Residential and commercial sectors - IMACLIM
|Model Documentation - IMACLIM|
|Institution||Centre international de recherche sur l'environnement et le développement (CIRED), France, http://www.centre-cired.fr., Societe de Mathematiques Appliquees et de Sciences Humaines (SMASH), France, http://www.smash.fr.|
|Solution concept||General equilibrium (closed economy)|
|Solution method||SimulationImaclim-R is implemented in Scilab, and uses the fonction fsolve from a shared C++ library to solve the static equilibrium system of non-linear equations.|
|Anticipation||Recursive dynamics: each year the equilibrium is solved (system of non-linear equations), in between two years parameters to the equilibrium evolve according to specified functions.|
In the structure of the IMACLIM-R model, the use of energy in the residential sector is determined in each static equilibrium via the αm2 parameters. The parameters acts as a physical constraint on household budgets because they are directly linked to the physical stock of buildings available during the current period, and to the coefficients of unit consumption of energy (kWh/m2) rather than to the maximization of utility. Determining residential sector energy use in the static equilibrium thus means assuming that its energy demand for various end-uses is inelastic to price and income variations over the short term. Hence, households' energy demand depends mainly on the equipment choices they have made over the preceeding years.
In the dynamic modules, the amount of living space per capita changes according to the income per capita which isdetermined endogenously in the preceding static equilibrium. It is assumed that there is an asymptote of floor area per capita specific to each region, and that the asymptote incorporates spatial constraints, choices in the styles of building development and density and cultural habits. In the construction of scenarios, the assumptions made about these asymptotes are kept consistent with those concerning the development of transport infrastructure, bearing in mind that all such dynamics are linked to territorial and urban zoning policies.
The equation below relates the evolution of floor area per capita for the residential sector to the evolution of income per capita, Income_pck, over the two preceding static equilibrium periods and an elasticity,αk(m2_pc(t)), which decreases as floor area per capita increases:
The total residential floor area, Sk;housing, is the product of this surface per capita and of the total population. The newly constructed residential surface is equal to the difference between this total surface and the old residential surface depreciated by the surfaces at end of life (lifetime, Life_timek;housing):
Energy use per m2 depends on the average composition of equipment installed in the housing stock, and of the thermal charachteristics of building construction. Their evolution depends on the choices agents' technological make in responce to different economic signals and the available technologies.

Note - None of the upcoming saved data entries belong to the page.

PR #654, opened 2026-08-04
Lrpar build cleanups

ratmice:
This is mostly just reformatting/reordering code,

In 63f32e7e02eda7b307022ec5 I had reformatted this code to use a match statement, which increased the indent
to avoid a clippy lint.

I found that by using `return Err(ErrorString(out).into)` instead of `return Err(ErrorString(out))?;` we can avoid the clippy lint without increasing indentation levels.

The second patch pulls some if guards out of a match statement, turning
```
match result {
  Ok(...) if warnings_are_errors && !warnings.is_empty() => {
   }
   Ok(...) => {
       if !warnings.is_empty() > {
       }
  }
  Err(errs) => ...,
}
```

Into a simpler sequence of statements:
```
if warnings_are_errors && !warnings.is_empty() {
   ...
} else !warnings.is_empty() {
   ...
}

match result {
   Ok(...) => ...,
   Err(errs) => ...,
}
```

These are kind of helpful for trying to split out the codegen, since in the patches for separating codegen out,
the match statements have been moved into part of codegen the bring-up, while the if statements/warning handling stay in CTParserBuilder since they deal with cargo.

### DIFF
--- a/lrpar/src/lib/ctbuilder.rs
+++ b/lrpar/src/lib/ctbuilder.rs
@@ -777,40 +777,36 @@ where
 
         self.yacckind = Some(ast_validation.yacc_kind());
         let warnings = ast_validation.ast().warnings();
-        let res = YaccGrammar::<StorageT>::new_from_ast_with_validity_info(&ast_validation);
-        let grm = match res {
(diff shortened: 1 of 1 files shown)


ltratt:
Agreed!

In the reference scenario, energy use per m2,αm2k;ener (t + 1), evolves according to an exogenous trajectory calibrated to outputs from the POLES energy model, that have themselves been calculated to be coherent with macroeconomic trajectories from IMACLIM-R during coupling exercises between the two models. This trajectory encompasses the evolution dynamics of household equipment, the conversion efficiency betweenbetween final energy and energy services and the buildings physical characteristics (insulation, use of renewable energies).
In the emission reduction scenarios the carbon price signal induces efficiency gains in building phyisical charachteristics and equipment. These technological options are represented with a unique type of alternative housing called a Very Low Energy building (VLE) whoose annual energy consumption is 50kWh/m2 (80% electricity and 20% gas). Technologies which can bring about this level of unit energy consumption are already commercialised e.g. on-site energy production of energy and efficient insulation of buildings, and are represented in the model in an aggregated manner. To increse the deployment of VLE?s we assume the introduction of what we call technological rupture policies, expected to launch large scale thermal renovation plans and the tightening of building regulations in the developing countries. Following this scheme, two types of housing can coexist in the same stock: (i) standard homes (BAU) which have the same energy characteristics as those of the reference scenario and incorporate progressive gains in energy efficiency and (ii) newly built Very Low Energy (VLE) homes. The penetration speed of VLE's into the building stock is determined by two reduced functional forms that link the level of a carbon tax to (i) the percentage of new built dwellings that are VLE's and (ii), the annual rate of renovation in the existing building stock that converts a BAU into a VLE (with a maximum annual rate fixed at 2,5%). This maximum level is reached at a carbon price of $100 per ton of CO2 while VLE buildings begin to penetrate the market from $10 per ton of CO2.
Unit consumption of the existing dwelling stock is then obtained by averaging the energy characteristics of the BAU and VLE housing stocks, weighted by their shares in the total dwelling stock.
The evolution of this composite sectors (aggregating light industries and services) intermediate consumption of energy follows the same structure of representation as that of the industrial sector (see following section).